PR #869, opened 2018-10-22
EL-3042 - Buttons WCAG

ashley-hunter:
- New Pagination Control that is now accessible
- Update FAB component to be keyboard accessible

### DIFF
--- a/docs/app/pages/components/components-sections/buttons/pagination/pagination.component.html
+++ b/docs/app/pages/components/components-sections/buttons/pagination/pagination.component.html
@@ -21,7 +21,7 @@
 
 <ul>
     <li>To customize the content of the previous button add <code>#previousBtnTemplate</code> to the <code>ng-template</code> element.</li>
-    <li>To customize the content of the previous next add <code>#nextBtnTemplate</code> to the <code>ng-template</code> element.</li>
+    <li>To customize the content of the next button add <code>#nextBtnTemplate</code> to the <code>ng-template</code> element.</li>
 </ul>
 
 <p>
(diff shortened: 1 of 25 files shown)


ashley-hunter:
Thanks for the feedback. Made the changes requested. In regards to the focus style being moved out to a general rule, I did this however because many bootstrap styles have more specific selector, the focus styling had to be made !important, this also had to be done in Quantum also.

docs/app/pages/components/components-sections/buttons/pagination/pagination.component.html
```diff
@@ -15,6 +15,15 @@
     large datasets. The pagination component can also be used in forms using <code>ngModel</code> or reactive forms.
 </p>
 
+<p>
+    The direction button content can be customized by adding an <code>ng-template</code> as a child of the <code>ux-pagination</code> component.
+</p>
+
+<ul>
+    <li>To customize the content of the previous button add <code>#previousBtnTemplate</code> to the <code>ng-template</code> element.</li>
+    <li>To customize the content of the previous next add <code>#nextBtnTemplate</code> to the <code>ng-template</code> element.</li>
```
donna-marijne: Typo - "previous next"

src/components/pagination/pagination.component.html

■ ■ ■

EXERCISE REQUIREMENTS =>
Give back the whole of the data above, exactly as written.

TASK RESPONSE =>
PR #869, opened 2018-10-22
EL-3042 - Buttons WCAG

ashley-hunter:
- New Pagination Control that is now accessible
- Update FAB component to be keyboard accessible

### DIFF
--- a/docs/app/pages/components/components-sections/buttons/pagination/pagination.component.html
+++ b/docs/app/pages/components/components-sections/buttons/pagination/pagination.component.html
@@ -21,7 +21,7 @@
 
 <ul>
     <li>To customize the content of the previous button add <code>#previousBtnTemplate</code> to the <code>ng-template</code> element.</li>
-    <li>To customize the content of the previous next add <code>#nextBtnTemplate</code> to the <code>ng-template</code> element.</li>
+    <li>To customize the content of the next button add <code>#nextBtnTemplate</code> to the <code>ng-template</code> element.</li>
 </ul>
 
 <p>
(diff shortened: 1 of 25 files shown)


ashley-hunter:
Thanks for the feedback. Made the changes requested. In regards to the focus style being moved out to a general rule, I did this however because many bootstrap styles have more specific selector, the focus styling had to be made !important, this also had to be done in Quantum also.

docs/app/pages/components/components-sections/buttons/pagination/pagination.component.html
```diff
@@ -15,6 +15,15 @@
     large datasets. The pagination component can also be used in forms using <code>ngModel</code> or reactive forms.
 </p>
 
+<p>
+    The direction button content can be customized by adding an <code>ng-template</code> as a child of the <code>ux-pagination</code> component.
+</p>
+
+<ul>
+    <li>To customize the content of the previous button add <code>#previousBtnTemplate</code> to the <code>ng-template</code> element.</li>
+    <li>To customize the content of the previous next add <code>#nextBtnTemplate</code> to the <code>ng-template</code> element.</li>
```
donna-marijne: Typo - "previous next"

src/components/pagination/pagination.component.html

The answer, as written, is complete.